▶ PROBLEM DESCRIPTION
Using the records below, transcribe word for word the stretch from the line that contains "Add docker image push when tags pushed #1390" through the line that contains "- [ ] Docker", both end lines included, and nothing else.

[Stored entries]
***

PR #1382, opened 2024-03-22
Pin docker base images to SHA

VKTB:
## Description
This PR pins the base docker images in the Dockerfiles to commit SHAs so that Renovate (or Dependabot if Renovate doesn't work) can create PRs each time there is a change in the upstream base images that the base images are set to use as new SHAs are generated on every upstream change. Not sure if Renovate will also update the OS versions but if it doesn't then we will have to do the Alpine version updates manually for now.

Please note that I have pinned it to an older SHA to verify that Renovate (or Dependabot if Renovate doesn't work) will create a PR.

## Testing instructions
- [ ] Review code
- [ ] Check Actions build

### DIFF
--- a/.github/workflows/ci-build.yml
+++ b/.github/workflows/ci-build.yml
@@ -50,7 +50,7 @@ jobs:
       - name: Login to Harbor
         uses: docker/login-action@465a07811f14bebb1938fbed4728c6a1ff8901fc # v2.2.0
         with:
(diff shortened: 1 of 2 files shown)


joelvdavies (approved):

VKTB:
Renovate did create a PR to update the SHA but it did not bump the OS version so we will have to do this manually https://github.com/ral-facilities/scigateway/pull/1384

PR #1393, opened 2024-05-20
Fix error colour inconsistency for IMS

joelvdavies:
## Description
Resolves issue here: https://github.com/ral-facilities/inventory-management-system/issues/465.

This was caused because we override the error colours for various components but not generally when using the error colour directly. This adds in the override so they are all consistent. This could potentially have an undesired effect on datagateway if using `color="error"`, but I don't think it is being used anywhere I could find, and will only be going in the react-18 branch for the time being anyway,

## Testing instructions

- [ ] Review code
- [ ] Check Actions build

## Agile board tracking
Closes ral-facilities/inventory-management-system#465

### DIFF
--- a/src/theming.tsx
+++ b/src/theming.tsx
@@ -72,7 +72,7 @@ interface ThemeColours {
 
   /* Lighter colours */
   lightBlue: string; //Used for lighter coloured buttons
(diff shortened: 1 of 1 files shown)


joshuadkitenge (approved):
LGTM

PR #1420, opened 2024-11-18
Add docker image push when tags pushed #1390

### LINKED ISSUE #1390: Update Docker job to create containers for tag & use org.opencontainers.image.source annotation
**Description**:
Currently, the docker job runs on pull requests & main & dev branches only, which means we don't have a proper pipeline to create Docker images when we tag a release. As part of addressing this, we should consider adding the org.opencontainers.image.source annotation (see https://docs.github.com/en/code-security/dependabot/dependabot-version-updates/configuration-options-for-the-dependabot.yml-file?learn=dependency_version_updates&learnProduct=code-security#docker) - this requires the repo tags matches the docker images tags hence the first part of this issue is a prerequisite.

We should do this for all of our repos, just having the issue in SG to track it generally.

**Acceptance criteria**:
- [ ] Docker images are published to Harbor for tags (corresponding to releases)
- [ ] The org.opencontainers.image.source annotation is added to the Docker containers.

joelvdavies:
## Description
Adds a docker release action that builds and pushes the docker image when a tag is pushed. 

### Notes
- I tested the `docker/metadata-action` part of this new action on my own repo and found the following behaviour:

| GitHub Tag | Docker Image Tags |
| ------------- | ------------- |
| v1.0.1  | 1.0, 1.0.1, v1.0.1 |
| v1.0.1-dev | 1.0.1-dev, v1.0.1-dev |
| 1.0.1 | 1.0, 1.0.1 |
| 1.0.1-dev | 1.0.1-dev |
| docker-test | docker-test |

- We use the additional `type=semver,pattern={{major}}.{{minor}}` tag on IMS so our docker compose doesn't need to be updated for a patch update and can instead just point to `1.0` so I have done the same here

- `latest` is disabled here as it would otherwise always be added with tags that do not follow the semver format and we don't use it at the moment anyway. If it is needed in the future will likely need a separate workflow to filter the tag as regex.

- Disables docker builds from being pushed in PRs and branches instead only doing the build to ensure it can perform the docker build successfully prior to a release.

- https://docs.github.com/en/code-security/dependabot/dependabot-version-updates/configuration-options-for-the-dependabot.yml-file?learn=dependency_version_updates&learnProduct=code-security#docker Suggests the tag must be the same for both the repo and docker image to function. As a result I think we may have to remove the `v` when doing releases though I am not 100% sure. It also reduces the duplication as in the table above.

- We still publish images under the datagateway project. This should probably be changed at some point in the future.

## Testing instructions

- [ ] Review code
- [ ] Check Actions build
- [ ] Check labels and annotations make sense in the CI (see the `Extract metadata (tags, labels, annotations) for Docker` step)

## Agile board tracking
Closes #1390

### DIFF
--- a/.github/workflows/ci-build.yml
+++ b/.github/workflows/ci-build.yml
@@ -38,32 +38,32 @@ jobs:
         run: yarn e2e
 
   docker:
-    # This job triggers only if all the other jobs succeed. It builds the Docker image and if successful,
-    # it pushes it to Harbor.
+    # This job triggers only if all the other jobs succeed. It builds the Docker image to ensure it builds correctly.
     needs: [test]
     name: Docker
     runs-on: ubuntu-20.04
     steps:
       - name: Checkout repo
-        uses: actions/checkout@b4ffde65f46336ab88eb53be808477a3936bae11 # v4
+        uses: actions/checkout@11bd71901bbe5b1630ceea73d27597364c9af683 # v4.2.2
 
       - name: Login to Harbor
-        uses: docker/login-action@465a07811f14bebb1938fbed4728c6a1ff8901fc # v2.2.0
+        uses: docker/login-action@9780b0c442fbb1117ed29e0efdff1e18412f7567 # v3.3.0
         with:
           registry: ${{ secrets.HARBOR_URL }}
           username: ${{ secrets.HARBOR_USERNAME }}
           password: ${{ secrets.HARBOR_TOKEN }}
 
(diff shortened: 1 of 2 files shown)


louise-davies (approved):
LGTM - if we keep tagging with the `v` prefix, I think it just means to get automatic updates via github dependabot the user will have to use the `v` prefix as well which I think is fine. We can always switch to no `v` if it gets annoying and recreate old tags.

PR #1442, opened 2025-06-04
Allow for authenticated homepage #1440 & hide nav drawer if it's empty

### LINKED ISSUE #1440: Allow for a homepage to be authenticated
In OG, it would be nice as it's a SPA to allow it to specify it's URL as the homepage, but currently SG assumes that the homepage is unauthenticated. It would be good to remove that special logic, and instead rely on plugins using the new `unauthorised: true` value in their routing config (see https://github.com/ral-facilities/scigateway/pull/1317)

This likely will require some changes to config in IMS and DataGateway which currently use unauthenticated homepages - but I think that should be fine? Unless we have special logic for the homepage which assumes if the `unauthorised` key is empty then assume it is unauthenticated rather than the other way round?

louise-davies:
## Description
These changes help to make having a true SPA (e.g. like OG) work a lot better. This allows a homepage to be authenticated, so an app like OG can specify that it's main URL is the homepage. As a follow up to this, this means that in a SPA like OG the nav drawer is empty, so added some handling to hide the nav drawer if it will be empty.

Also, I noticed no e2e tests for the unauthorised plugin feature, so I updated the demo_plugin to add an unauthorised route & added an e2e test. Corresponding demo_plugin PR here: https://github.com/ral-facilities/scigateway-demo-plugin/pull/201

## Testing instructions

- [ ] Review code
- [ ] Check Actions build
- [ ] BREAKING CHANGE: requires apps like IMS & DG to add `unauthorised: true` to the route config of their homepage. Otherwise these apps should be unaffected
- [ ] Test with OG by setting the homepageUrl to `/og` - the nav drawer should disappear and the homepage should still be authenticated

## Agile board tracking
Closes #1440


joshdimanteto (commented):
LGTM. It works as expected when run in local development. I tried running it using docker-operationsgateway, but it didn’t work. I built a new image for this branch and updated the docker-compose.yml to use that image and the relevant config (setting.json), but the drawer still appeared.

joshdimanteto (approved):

***

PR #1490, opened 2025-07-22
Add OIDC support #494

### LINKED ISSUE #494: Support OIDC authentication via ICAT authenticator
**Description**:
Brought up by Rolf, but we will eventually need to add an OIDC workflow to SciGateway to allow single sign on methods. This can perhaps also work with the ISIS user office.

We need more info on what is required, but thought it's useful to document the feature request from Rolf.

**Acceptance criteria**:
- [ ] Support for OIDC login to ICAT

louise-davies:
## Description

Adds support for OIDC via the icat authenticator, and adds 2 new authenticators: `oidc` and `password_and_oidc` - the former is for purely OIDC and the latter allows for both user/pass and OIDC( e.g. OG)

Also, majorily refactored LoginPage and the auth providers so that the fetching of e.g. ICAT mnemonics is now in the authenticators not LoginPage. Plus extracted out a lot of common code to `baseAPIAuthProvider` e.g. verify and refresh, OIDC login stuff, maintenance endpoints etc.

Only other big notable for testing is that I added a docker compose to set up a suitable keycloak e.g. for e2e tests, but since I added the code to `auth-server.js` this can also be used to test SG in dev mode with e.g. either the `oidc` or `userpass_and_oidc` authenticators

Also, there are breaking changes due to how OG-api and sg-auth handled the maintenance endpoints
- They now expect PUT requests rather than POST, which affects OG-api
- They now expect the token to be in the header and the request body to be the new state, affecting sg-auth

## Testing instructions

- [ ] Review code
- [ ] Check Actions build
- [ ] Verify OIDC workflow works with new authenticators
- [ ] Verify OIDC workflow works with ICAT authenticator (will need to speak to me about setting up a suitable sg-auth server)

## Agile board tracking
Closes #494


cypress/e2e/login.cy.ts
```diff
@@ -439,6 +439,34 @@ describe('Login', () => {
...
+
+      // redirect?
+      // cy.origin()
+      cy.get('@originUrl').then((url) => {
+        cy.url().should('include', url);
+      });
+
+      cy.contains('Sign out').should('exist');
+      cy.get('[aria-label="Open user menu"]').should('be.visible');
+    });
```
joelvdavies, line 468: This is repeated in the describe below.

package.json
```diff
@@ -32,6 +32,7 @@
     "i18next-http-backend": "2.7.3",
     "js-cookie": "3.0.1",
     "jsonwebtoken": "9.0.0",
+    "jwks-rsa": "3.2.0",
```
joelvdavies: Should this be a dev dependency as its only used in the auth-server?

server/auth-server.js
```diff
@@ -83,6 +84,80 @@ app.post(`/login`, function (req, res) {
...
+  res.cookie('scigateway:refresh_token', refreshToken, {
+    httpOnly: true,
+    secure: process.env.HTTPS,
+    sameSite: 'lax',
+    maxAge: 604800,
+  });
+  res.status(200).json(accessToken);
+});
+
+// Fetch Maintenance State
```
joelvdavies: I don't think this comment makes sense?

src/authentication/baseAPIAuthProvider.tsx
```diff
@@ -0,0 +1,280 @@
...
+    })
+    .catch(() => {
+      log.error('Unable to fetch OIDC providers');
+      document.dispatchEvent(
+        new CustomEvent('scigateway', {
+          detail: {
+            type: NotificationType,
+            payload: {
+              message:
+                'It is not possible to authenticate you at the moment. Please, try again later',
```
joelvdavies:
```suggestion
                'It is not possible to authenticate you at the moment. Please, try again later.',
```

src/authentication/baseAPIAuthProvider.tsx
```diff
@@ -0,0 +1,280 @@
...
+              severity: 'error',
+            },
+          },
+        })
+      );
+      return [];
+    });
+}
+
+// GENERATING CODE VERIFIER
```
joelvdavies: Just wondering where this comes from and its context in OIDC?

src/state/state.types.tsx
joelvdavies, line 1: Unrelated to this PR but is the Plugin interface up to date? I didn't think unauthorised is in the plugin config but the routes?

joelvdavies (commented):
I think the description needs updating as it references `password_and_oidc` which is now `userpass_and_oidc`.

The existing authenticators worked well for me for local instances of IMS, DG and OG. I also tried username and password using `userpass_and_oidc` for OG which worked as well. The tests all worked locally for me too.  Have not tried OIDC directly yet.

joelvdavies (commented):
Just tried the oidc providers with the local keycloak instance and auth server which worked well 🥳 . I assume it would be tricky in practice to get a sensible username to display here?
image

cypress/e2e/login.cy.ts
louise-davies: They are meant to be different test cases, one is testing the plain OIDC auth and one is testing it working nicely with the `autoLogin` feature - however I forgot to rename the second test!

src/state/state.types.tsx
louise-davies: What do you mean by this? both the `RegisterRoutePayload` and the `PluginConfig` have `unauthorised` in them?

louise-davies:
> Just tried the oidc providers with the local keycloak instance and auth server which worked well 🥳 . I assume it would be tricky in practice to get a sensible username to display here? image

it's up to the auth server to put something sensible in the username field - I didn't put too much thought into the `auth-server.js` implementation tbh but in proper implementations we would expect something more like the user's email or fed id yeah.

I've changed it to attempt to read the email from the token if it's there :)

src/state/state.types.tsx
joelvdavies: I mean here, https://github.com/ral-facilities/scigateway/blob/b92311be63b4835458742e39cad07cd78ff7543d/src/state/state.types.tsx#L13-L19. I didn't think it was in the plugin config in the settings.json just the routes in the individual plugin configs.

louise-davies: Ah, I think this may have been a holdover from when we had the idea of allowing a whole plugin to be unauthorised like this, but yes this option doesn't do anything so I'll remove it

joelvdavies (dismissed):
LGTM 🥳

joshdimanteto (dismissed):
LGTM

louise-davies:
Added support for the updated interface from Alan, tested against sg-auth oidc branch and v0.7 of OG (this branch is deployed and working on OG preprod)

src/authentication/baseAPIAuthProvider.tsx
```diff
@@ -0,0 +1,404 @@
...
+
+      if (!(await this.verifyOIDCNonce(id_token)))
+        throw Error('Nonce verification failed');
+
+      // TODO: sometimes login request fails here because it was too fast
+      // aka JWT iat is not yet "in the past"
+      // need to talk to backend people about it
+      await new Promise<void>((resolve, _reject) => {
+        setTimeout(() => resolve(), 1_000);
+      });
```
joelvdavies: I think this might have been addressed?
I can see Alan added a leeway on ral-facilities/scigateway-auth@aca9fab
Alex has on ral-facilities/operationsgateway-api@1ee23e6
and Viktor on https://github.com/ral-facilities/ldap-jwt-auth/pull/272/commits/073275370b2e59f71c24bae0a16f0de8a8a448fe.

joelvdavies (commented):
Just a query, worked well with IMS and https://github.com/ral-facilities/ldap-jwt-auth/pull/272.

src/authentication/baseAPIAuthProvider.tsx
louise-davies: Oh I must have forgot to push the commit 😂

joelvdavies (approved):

***

▶ EXPECTED OUTPUT
Add docker image push when tags pushed #1390

### LINKED ISSUE #1390: Update Docker job to create containers for tag & use org.opencontainers.image.source annotation
**Description**:
Currently, the docker job runs on pull requests & main & dev branches only, which means we don't have a proper pipeline to create Docker images when we tag a release. As part of addressing this, we should consider adding the org.opencontainers.image.source annotation (see https://docs.github.com/en/code-security/dependabot/dependabot-version-updates/configuration-options-for-the-dependabot.yml-file?learn=dependency_version_updates&learnProduct=code-security#docker) - this requires the repo tags matches the docker images tags hence the first part of this issue is a prerequisite.

We should do this for all of our repos, just having the issue in SG to track it generally.

**Acceptance criteria**:
- [ ] Docker images are published to Harbor for tags (corresponding to releases)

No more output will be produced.